**WORK TO COMPLETE**
Only lines holding the word "SolveKeplersEquation" are wanted from the records; copy all of them.
───── INPUT DATA ─────
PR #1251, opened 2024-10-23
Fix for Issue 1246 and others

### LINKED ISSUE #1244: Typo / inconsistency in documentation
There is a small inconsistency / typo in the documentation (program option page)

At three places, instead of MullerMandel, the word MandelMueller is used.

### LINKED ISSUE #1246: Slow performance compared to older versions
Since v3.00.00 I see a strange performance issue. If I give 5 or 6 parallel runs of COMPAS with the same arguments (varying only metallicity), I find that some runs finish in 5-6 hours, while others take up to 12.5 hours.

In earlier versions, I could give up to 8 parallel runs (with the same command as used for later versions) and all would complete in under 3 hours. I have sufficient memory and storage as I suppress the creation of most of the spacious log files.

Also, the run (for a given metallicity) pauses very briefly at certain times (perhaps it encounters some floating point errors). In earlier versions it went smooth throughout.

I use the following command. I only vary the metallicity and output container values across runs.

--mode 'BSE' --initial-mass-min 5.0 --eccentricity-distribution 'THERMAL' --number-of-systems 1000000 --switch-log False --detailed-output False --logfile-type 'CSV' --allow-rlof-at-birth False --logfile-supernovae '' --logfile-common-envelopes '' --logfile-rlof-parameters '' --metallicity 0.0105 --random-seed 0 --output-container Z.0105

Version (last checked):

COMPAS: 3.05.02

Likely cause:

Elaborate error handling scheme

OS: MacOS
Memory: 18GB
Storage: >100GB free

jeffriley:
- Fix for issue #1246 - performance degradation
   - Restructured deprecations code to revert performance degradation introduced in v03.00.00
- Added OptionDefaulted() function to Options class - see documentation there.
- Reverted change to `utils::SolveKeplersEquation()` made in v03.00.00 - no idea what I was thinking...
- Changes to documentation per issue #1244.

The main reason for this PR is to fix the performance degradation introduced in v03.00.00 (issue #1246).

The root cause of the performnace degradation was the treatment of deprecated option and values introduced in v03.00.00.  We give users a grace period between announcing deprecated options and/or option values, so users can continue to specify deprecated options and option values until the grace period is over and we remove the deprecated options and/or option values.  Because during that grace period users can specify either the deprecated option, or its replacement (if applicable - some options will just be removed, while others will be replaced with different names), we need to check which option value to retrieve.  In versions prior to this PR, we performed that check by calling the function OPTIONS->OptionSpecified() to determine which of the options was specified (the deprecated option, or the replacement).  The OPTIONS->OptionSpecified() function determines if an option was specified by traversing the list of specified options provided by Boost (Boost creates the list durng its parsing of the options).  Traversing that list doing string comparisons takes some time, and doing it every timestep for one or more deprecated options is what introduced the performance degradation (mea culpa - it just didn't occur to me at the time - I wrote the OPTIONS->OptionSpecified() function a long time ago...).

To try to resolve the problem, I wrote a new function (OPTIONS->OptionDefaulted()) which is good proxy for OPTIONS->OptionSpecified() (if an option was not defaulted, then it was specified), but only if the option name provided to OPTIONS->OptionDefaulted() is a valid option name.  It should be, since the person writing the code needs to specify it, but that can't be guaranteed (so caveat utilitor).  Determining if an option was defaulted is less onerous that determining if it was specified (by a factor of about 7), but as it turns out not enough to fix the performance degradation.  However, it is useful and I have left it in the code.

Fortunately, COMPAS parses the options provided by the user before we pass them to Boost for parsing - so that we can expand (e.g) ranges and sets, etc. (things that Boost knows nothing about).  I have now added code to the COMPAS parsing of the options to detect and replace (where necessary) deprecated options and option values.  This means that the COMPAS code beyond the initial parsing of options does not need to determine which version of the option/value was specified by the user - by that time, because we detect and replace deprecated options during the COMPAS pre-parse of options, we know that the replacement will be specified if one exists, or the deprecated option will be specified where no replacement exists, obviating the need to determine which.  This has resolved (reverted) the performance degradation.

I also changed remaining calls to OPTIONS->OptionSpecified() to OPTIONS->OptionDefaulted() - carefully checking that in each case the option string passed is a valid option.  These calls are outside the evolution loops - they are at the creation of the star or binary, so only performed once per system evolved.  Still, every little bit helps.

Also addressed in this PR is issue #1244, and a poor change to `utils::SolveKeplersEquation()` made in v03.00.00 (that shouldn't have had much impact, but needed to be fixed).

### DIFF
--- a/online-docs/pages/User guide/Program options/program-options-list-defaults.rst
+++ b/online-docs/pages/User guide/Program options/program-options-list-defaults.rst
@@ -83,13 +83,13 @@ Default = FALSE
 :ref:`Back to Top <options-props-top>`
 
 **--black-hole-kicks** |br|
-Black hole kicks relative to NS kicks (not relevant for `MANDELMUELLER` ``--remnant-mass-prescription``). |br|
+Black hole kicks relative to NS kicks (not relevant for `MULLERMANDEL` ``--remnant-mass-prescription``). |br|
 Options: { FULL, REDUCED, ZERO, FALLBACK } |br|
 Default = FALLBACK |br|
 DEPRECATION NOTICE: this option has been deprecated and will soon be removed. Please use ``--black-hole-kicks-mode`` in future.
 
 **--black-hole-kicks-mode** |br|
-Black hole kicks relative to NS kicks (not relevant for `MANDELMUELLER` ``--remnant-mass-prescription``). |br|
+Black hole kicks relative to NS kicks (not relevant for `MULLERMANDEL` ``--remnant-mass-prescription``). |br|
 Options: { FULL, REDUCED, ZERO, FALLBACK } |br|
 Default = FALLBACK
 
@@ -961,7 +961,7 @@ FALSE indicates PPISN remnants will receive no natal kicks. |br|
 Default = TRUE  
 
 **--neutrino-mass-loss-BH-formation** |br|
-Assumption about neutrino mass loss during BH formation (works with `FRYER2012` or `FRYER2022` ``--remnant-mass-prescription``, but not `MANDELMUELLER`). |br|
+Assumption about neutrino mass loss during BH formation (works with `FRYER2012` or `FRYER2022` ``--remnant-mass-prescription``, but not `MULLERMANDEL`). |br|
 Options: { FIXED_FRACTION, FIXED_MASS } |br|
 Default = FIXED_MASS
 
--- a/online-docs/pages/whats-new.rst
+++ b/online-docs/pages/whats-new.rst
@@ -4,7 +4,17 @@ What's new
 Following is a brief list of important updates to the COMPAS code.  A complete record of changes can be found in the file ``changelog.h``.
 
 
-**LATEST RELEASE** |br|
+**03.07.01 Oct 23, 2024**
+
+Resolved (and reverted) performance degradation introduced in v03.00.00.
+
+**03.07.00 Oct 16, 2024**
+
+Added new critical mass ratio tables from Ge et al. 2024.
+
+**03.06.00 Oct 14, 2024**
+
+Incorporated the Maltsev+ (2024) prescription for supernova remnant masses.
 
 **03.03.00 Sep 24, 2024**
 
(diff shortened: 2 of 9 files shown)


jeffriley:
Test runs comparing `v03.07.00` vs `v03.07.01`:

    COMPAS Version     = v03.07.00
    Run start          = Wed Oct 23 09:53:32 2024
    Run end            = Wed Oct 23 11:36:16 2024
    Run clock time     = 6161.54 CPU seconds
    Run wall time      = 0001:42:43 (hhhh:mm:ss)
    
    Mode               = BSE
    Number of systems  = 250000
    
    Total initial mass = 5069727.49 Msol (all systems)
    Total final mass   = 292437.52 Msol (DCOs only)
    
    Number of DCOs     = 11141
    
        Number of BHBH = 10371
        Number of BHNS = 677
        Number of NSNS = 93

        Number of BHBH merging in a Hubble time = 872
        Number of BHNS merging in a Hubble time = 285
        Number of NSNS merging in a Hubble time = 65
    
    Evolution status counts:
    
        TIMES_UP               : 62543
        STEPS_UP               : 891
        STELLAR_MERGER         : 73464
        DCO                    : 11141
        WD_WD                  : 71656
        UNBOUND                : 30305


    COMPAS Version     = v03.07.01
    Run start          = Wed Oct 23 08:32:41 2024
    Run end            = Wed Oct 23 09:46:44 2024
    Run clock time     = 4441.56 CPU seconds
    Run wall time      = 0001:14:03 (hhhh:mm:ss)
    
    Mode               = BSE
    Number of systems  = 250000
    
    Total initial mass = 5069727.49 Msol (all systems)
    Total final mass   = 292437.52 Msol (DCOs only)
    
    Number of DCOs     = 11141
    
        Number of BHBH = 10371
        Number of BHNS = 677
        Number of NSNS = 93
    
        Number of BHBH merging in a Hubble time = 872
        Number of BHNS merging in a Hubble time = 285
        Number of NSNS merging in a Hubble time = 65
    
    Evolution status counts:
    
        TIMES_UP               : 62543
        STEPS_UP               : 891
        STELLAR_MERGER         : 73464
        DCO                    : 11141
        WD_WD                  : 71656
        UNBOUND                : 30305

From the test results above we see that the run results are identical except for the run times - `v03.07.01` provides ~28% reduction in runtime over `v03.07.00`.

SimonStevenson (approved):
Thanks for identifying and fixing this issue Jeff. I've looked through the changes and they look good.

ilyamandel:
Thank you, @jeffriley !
─────
**SOLUTION FOR THIS PROBLEM**
- Reverted change to `utils::SolveKeplersEquation()` made in v03.00.00 - no idea what I was thinking...
Also addressed in this PR is issue #1244, and a poor change to `utils::SolveKeplersEquation()` made in v03.00.00 (that shouldn't have had much impact, but needed to be fixed).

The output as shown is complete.